Of course, challenges may be raised against this assertion. One might argue that this mine does not singlehandedly destroy our constitutional system. This, however, is not how implied rights work. No breach of an implied right singlehandedly destroys our Constitution.

The Tasmanian law restricting protests in Brown (2017), for example, did not come close to singlehandedly destroying our Constitution. Nevertheless, the Court was sensitive to how such actions might incrementally or partially chip away at our system. This was enough for it to be deemed in breach of the Implied Freedom of Political Communication.

Another counter-argument may be made that the economic benefits of the Adani coal mine must be taken into account. I would agree with this. The High Court formulates Implied Rights with a “proportionality test” for this reason: Lange (1997). This test basically requires the Court to permit the government to do what it wishes if it is for some benefit that is “worth” the potential damage to the Constitution. With the Adani Coal Mine, the argument can be made that its disputed economic benefits are not worth this damage.

A further counter-argument flows from this. Would the Implied Right to a Healthy Environment require judges to engage in too much subjective or “political” decision-making? For instance, judges may have to make economic value judgments regarding the mine when applying this proportionality test.

One problem with this, though, is that such value judgments – on not just economics, but national security and other politically-charged matters – are the norm in Australian constitutional law, where the proportionality test is employed with regard to a range of topics.

Further, judges are the guardians of our Constitution and watchdog of the government. One may argue it would be a dereliction of their duties not to intervene against this looming existential threat to our constitutional system. Judges cannot simply pretend that climate change, and such giant coal mines, do not pose such a grave threat (and should not let governments get away with doing so either).
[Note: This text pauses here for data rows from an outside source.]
PR #1086, opened 2026-09-17
Harden RFC 10025 cookie parsing

### LINKED ISSUE #1084: Review which characters should be `trim`med for cookie and header data
## Setting the stage

By default, the PHP native `[lr]trim()` functions, trim ASCII whitespace and the NUL byte character.
PHP 8.6 changes the default value of the `$characters` parameter to also include the form feed - `"\f"` - character, which was previously not trimmed.

⚠️ _Keep in mind that `[lr]trim()` only operates on the leading and/or trailing characters for a text string. It does not affect the characters in the "middle" !_

Refs:
* https://wiki.php.net/rfc/trim_form_feed
* https://www.php.net/manual/en/function.trim.php

## What has already been done

Requests uses `[lr]trim()` in various places throughout the codebase.
To make this code PHP cross-version compatible, PR #1083 made the following changes:
* Introduced two class constants to represent the different default values for the `$characters` parameter.
* Made the `$characters` being trimmed explicit in each of the `[lr]trim()` function calls (if it wasn't already).

To determine which characters should be trimmed, the following rule of thumb has been used for the initial changes made in PR #1083:
_"Use the PHP 8.6 default (`Trim::WHITESPACE_CHARS`), except when the trimming may be subject to an RFC or other documented rules, in which case use the PHP < 8.6 default (`Trim::WHITESPACE_CHARS_NO_FF`)"_

That way, we preserved existing behaviour in "important" places, while benefitting from the new default value everywhere else.

## Task

For all calls to `[lr]trim()` which currently use the `Trim::WHITESPACE_CHARS_NO_FF` value for `$characters`, it should be researched whether that is correct by checking RFCs and other applicable rules. In some cases, it may also be prudent to evaluate how other projects similar to Requests, like for instance Guzzle, handle these text strings.

If the trimming is correct, it should be documented that this was verified via a comment in this issue.

If a change is necessary, please submit a PR and include tests safeguarding the change to the value passed for `$characters`.

After PR #1083, there will be 14 places in the codebase where this review task is necessary.

asllanmaciel:
## Pull Request Type

This is a:
- [x] Bug fix
- [ ] New feature

## Context

Follow-up to #1084 after #1083. The initial patch narrowed cookie whitespace trimming to protocol WSP (`SP / HTAB`). During review, RFC 10025 was identified as the current cookie specification (it obsoletes RFC 6265) and adds an important first parsing step: a `Set-Cookie` string containing `%x00-08 / %x0A-1F / %x7F` must be ignored.

This update separates those two responsibilities instead of treating all control characters as trim candidates.

Fixes #1084.

## Detailed Description

- renames the internal cookie whitespace constant to `Trim::WHITESPACE_CHARS_RFC10025` and keeps normalization limited to `SP / HTAB`;
- detects the RFC 10025-disallowed control-character ranges before parsing;
- `Cookie::parse()` rejects such direct inputs with `InvalidArgument` instead of silently normalizing them;
- `Cookie::parse_from_headers()` ignores an invalid `Set-Cookie` entry and continues processing the other response cookies, matching the RFC's user-agent parsing behavior;
- adds data-driven coverage for all 32 disallowed control-code points plus mixed valid/invalid response headers;
- keeps HTAB valid and normalized as WSP.

RFC reference: https://www.rfc-editor.org/rfc/rfc10025#section-5.6

## Quality assurance

- [ ] This change does NOT contain a breaking change (invalid cookie strings which were previously accepted are now rejected/ignored as required by RFC 10025).
- [x] The new behavior is covered by focused tests.

Validation on PHP 8.3.14 / PHPUnit 10.5.64:

- RED before implementation: 33/33 new cases failed (32 disallowed CTLs + mixed-header ignore case);
- focused cookie suite after implementation: **165 tests / 440 assertions — PASS**;
- `composer lint`: **176 files — PASS**;
- PHPCS on the three changed files — **PASS**;
- `git diff --check` — **PASS**;
- full suite on this branch: 3,238 tests / 5,486 assertions, 50 failures, 6 warnings;
- clean `develop` baseline (`6200ba9a`): 3,202 tests / 5,410 assertions, the same 50 failures and 6 warnings. The baseline failures are unrelated environment/integration failures (public test-server redirects/proxy availability), so this patch adds no full-suite regressions.

## Documentation

No public API feature is added; the behavior is protocol hardening and is covered inline by the RFC-linked comments/tests.

## AI assistance

AI-assisted tooling was used to investigate the RFC change, prepare the tests/patch, and compare the branch against a clean upstream baseline. The final code, test results, and scope were reviewed directly by the contributor.


masakielastic:
One thing we may want to reconsider before merging this: RFC 6265 has been obsoleted by RFC 10025, and the newer Set-Cookie parsing algorithm is slightly stricter than what this PR currently tests.

RFC 10025 first requires a user agent to reject the entire `set-cookie-string` if it contains:

```text
%x00-08 / %x0A-1F / %x7F
```

i.e. CTLs excluding HTAB. Only after that validation does it remove leading/trailing `WSP` (`SP / HTAB`) from the name/value and attributes.

So the `"Non-WSP control characters are not stripped from cookie values"` test, which currently preserves VT in the parsed value, may need another look: under RFC 10025, VT (`%x0B`) should cause the Set-Cookie string to be rejected rather than preserved.

This also suggests that the hardening may need two separate pieces: WSP trimming (`SP / HTAB`) and CTL validation.

asllanmaciel:
Good catch on RFC 10025. I updated the PR in 9bdaa17b81d8daa7c7850d8386f2af53ac6db2c1: the cookie WSP constant now references RFC 10025, all %x00-08 / %x0A-1F / %x7F controls are rejected by direct Cookie::parse(), and parse_from_headers() ignores only the invalid Set-Cookie entry so other response cookies continue to be processed. I also replaced the VT-preservation expectation with data-driven coverage for all 32 disallowed control values plus a mixed valid/invalid response-header case. The new tests were RED before the change and are GREEN now (165 focused tests / 440 assertions); lint and changed-file PHPCS pass, and the full-suite failure count is identical to a clean develop baseline.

Why is the Implied Right worth pursuing?

While convincing the Court to recognise the Implied Right to a Healthy Environment would be no easy feat, it offers unique benefits to the Australian climate litigation community that make it worth pursuing.

One strength is that this proposed argument for an Implied Right to a Health Environment could be taken to court now. A referendum is not needed. It is based on the document’s existing ‘text and structure’ seen through the lens of existing precedent.

Another strength is that the Constitution is the one law above government that cannot be changed at the whim of politicians. This is different from environmental protection legislation, which too often we have seen governments simply rewrite and weaken whenever it gets in the way of the climate-damaging mines and other projects they wish to support.

Big societal crises, like World War II and the Cold War, have often been the catalyst for discovering new aspects implied in our Constitution. Climate change and other pressing environmental threats are such a crisis today, shedding light on the fact that our constitutional system has always existed within, and been dependent upon, the ecosystem. If this ecosystem falls apart so too does this constitutional system built within it.

These environmental crises are not going away. Indeed, the argument for the Implied Right to a Healthy Environment will only become more compelling over time. The sooner we recognise this Implied Right the better equipped we will be to pass on a healthy constitutional system to future generations as our Constitution requires.

* Elsewhere, I have referred to this proposed ‘Implied Right to a Healthy Environment’ as the ‘Ecological Limitation’.